Saved entries:
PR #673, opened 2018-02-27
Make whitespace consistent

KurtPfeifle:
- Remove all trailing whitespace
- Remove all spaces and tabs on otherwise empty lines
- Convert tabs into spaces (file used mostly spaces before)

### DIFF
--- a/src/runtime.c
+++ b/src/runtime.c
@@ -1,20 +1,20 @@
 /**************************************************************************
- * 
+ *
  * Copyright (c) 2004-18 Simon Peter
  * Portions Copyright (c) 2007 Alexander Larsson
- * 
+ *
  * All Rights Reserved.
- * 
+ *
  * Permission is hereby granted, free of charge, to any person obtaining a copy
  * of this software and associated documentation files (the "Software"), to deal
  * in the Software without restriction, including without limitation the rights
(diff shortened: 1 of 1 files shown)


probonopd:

==

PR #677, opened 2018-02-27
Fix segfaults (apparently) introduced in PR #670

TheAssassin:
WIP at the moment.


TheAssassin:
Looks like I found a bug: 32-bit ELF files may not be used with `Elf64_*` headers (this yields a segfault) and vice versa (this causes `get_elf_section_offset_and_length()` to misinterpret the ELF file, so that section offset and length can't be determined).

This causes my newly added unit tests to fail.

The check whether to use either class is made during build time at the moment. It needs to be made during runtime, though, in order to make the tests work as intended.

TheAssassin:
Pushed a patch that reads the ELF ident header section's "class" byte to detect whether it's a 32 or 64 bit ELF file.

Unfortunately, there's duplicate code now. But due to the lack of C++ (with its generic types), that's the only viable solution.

--

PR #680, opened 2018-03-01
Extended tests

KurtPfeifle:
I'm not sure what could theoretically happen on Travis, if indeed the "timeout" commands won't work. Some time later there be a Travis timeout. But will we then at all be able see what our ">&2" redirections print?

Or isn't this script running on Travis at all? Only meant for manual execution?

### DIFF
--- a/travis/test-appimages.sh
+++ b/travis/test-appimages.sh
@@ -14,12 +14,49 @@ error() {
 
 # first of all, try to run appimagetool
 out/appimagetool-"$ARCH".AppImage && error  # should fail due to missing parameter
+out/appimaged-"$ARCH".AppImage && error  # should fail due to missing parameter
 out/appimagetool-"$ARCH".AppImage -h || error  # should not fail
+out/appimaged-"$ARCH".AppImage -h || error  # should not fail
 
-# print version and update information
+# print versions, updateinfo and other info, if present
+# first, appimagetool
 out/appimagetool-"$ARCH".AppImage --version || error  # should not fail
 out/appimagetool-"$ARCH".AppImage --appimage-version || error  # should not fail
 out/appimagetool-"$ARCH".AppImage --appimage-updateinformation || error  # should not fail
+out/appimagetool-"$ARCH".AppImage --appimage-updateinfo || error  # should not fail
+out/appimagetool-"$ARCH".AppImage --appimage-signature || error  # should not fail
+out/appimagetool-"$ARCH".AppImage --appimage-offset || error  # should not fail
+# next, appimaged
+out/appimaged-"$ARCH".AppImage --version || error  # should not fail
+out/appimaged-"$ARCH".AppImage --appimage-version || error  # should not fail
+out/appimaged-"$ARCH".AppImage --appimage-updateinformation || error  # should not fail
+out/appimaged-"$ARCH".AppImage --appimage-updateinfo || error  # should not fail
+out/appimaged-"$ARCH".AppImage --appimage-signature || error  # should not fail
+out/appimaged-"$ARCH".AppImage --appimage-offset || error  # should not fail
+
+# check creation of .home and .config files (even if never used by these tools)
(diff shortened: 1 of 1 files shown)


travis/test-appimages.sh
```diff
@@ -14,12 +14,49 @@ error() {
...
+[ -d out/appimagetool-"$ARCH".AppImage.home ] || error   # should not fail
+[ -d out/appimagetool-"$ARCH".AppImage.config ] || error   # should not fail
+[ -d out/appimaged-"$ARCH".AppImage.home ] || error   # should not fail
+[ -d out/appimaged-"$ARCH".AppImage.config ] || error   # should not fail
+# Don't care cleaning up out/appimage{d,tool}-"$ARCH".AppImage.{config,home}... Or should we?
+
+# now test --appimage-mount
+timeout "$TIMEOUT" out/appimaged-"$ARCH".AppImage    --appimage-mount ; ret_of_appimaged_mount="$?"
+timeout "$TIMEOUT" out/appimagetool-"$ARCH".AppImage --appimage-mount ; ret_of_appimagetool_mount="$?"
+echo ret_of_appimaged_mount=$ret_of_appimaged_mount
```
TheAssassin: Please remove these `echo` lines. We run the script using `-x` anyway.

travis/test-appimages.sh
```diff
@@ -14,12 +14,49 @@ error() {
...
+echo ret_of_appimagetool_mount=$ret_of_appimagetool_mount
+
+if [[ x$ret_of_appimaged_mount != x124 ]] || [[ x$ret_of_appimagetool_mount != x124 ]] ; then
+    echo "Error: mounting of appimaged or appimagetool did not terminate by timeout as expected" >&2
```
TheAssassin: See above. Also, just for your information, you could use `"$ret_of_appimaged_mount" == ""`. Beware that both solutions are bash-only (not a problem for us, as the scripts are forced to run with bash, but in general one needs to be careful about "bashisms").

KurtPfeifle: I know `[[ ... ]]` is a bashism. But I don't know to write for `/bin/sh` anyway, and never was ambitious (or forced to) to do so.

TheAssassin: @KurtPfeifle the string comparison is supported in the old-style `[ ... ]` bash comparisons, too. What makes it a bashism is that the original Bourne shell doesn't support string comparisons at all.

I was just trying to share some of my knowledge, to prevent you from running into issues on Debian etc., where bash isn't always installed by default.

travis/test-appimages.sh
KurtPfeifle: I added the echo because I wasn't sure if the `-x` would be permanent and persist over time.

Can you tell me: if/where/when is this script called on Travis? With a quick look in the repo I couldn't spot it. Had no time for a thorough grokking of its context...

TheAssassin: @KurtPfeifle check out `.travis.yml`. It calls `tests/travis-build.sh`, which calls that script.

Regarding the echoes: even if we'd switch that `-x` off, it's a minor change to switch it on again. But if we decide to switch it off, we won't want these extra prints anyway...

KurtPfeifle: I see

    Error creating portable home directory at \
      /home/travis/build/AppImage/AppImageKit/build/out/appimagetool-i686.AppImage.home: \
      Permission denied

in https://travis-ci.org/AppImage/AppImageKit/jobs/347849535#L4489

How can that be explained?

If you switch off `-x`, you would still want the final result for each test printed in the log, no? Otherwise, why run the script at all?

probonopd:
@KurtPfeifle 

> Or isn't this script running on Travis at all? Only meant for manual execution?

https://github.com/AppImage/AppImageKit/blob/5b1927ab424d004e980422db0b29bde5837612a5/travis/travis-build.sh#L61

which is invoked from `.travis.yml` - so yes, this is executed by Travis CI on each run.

## Your task
Report back every line of the entries in which "updateinformation" occurs.

## Written response
 out/appimagetool-"$ARCH".AppImage --appimage-updateinformation || error  # should not fail
+out/appimaged-"$ARCH".AppImage --appimage-updateinformation || error  # should not fail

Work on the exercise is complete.